Top of EXERCISE MATERIALS
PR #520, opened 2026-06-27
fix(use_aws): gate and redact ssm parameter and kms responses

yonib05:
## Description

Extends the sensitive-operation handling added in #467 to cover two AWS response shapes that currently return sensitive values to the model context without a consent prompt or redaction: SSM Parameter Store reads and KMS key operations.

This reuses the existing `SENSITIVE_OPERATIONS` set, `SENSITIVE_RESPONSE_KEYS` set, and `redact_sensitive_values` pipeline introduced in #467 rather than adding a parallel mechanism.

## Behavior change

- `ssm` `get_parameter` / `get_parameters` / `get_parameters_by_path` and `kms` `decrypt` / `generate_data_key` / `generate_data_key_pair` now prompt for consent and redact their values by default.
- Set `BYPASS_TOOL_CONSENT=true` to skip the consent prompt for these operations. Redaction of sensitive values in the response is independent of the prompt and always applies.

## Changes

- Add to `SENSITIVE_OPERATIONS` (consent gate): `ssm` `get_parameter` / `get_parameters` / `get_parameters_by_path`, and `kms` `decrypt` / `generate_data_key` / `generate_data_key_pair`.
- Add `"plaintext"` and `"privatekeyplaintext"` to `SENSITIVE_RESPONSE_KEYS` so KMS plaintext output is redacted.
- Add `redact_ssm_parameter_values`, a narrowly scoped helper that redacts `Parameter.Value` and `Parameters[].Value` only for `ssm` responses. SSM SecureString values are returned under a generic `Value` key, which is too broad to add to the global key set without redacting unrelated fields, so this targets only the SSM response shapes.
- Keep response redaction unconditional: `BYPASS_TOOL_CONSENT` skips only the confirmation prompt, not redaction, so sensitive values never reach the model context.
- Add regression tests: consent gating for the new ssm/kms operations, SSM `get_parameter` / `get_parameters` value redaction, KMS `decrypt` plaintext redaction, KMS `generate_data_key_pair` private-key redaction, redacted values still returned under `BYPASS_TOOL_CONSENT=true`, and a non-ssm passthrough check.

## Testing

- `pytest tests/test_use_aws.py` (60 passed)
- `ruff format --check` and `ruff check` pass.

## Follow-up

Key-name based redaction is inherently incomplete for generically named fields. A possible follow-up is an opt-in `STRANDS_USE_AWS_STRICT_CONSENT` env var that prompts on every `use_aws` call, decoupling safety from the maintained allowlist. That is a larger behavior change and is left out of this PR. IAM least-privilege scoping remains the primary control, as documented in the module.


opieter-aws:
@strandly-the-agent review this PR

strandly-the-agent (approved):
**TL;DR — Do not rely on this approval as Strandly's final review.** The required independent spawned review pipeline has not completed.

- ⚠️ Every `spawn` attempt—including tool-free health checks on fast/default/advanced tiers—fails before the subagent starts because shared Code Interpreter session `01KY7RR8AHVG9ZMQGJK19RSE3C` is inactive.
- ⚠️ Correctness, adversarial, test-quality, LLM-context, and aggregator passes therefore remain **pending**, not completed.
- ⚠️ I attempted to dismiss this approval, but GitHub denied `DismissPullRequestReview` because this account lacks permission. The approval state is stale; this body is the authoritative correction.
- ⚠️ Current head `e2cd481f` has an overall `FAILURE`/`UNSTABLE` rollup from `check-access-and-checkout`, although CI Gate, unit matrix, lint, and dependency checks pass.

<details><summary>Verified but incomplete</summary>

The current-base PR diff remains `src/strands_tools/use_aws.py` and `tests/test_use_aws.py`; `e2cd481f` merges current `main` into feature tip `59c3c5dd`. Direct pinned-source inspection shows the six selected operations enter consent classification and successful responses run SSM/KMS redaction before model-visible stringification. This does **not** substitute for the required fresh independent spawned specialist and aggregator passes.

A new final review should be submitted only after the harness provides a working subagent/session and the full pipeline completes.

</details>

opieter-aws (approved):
Bottom of EXERCISE MATERIALS
Top of EXERCISE MATERIALS
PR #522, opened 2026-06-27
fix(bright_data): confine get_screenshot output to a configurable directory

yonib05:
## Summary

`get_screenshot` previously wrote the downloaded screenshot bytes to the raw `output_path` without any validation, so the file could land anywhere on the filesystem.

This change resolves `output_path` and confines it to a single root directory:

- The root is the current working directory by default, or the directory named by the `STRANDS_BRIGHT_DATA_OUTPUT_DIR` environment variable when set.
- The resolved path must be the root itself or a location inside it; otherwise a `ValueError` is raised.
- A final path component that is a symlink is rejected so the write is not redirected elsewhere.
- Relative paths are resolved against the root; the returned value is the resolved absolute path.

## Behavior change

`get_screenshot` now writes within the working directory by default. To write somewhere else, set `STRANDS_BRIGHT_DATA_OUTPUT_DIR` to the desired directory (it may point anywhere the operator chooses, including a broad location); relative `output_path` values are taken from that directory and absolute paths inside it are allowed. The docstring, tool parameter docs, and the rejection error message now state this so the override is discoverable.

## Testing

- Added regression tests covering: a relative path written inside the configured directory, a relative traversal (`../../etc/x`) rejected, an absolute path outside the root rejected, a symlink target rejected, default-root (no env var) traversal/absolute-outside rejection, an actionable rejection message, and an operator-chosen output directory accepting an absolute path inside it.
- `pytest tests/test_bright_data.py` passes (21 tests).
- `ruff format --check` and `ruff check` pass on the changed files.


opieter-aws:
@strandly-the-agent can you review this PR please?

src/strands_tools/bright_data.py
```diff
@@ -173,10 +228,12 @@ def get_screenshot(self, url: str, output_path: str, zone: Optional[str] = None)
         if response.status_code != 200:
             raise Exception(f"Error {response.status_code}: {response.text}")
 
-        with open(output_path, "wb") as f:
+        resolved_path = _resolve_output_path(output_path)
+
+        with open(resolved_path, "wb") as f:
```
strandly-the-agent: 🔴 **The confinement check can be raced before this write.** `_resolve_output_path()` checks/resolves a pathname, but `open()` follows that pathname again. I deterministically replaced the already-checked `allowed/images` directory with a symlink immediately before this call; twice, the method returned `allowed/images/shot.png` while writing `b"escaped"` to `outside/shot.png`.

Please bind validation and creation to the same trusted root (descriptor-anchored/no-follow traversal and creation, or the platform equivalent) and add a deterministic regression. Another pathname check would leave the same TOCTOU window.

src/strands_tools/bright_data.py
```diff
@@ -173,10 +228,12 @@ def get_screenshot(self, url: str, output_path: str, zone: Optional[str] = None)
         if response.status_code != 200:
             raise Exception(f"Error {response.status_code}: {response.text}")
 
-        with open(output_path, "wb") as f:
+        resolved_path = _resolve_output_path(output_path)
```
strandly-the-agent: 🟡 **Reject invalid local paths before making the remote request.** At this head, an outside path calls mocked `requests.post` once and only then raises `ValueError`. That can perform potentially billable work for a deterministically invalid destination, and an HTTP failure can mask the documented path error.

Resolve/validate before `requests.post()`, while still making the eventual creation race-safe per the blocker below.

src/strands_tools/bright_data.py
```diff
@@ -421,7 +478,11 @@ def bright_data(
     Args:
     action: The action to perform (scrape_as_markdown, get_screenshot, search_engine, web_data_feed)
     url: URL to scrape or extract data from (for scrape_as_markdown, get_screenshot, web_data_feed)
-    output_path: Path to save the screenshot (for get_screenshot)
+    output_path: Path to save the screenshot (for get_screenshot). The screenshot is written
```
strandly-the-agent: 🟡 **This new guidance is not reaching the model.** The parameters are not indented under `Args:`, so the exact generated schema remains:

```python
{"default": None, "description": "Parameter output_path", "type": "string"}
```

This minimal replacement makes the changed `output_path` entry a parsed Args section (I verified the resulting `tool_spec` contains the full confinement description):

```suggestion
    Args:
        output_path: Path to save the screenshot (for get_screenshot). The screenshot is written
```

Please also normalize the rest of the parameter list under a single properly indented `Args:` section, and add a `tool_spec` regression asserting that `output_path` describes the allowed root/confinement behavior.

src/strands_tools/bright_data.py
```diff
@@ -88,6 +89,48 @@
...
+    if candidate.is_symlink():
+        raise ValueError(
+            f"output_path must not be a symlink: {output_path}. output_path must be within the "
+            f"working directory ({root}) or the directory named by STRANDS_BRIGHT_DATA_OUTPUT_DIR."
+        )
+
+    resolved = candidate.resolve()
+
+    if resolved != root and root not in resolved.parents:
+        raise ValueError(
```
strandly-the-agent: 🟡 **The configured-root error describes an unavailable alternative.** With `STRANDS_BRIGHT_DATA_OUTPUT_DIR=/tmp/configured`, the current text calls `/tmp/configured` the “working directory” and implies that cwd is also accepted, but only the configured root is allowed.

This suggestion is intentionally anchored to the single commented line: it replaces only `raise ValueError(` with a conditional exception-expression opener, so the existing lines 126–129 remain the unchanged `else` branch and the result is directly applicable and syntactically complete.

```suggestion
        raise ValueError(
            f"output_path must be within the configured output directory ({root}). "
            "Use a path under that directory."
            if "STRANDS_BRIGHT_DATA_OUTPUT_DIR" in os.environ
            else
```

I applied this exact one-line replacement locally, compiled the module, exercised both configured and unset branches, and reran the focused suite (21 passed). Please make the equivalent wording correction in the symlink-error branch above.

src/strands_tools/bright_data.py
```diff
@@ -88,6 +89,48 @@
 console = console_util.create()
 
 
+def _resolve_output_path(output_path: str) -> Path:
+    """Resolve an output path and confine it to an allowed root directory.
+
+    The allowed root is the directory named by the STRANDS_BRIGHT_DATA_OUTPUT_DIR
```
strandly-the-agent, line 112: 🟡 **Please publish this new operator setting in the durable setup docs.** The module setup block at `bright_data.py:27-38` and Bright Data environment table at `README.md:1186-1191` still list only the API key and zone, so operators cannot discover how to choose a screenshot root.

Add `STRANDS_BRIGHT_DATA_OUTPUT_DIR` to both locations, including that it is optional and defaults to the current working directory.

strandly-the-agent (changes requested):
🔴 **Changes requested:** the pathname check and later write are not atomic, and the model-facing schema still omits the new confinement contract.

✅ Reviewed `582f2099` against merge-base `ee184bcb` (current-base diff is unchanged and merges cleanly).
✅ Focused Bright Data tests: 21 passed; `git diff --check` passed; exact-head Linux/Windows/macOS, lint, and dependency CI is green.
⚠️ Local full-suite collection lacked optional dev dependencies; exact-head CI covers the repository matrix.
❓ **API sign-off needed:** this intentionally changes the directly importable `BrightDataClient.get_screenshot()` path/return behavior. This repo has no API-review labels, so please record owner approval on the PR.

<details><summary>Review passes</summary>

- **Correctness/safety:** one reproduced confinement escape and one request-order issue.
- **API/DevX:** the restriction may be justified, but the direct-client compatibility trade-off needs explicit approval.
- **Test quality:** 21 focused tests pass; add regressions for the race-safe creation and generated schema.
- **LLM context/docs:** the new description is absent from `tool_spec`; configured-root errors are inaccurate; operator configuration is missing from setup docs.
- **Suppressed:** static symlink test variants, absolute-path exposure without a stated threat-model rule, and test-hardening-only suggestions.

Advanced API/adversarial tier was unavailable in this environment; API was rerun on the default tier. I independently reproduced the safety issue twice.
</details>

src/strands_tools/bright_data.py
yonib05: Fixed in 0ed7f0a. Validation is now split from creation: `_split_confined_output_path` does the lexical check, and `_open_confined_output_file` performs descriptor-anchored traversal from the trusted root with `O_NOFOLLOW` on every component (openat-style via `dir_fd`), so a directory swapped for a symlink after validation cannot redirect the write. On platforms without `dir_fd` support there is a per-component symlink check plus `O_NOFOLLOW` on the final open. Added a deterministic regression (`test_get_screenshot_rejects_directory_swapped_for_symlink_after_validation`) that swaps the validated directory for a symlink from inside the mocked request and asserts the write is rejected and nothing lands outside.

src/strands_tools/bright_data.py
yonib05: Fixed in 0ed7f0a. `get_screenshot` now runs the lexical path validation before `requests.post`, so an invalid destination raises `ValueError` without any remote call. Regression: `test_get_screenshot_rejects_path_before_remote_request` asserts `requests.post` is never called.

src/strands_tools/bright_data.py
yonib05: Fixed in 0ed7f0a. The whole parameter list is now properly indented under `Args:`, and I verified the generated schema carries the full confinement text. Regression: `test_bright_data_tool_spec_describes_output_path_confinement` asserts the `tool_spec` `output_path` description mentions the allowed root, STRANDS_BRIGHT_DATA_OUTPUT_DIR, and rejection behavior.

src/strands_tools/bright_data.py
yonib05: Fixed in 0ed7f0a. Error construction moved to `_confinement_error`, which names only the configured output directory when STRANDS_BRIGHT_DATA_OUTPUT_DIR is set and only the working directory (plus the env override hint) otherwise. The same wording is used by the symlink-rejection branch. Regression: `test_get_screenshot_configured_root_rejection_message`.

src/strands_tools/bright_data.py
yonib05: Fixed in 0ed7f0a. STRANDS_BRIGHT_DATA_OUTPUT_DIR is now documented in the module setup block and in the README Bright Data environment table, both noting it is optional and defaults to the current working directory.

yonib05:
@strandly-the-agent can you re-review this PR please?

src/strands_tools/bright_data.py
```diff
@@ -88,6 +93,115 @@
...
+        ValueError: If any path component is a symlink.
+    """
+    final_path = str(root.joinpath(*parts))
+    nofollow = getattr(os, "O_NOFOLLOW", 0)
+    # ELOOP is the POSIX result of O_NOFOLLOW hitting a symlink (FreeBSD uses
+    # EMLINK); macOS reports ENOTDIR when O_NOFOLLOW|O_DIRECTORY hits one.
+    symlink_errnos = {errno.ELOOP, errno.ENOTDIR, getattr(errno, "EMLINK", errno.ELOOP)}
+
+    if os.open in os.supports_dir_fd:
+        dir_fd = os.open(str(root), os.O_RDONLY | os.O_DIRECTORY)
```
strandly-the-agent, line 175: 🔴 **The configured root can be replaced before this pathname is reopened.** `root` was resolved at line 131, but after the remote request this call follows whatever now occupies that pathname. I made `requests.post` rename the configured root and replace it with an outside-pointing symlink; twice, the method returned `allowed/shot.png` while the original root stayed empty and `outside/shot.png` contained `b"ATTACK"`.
Bottom of EXERCISE MATERIALS
**REQUIREMENT**
Your reply should hold all the lines from the listing above in which "true" appears.

**EXERCISE SOLUTION**
- Set `BYPASS_TOOL_CONSENT=true` to skip the consent prompt for these operations. Redaction of sensitive values in the response is independent of the prompt and always applies.
- Add regression tests: consent gating for the new ssm/kms operations, SSM `get_parameter` / `get_parameters` value redaction, KMS `decrypt` plaintext redaction, KMS `generate_data_key_pair` private-key redaction, redacted values still returned under `BYPASS_TOOL_CONSENT=true`, and a non-ssm passthrough check.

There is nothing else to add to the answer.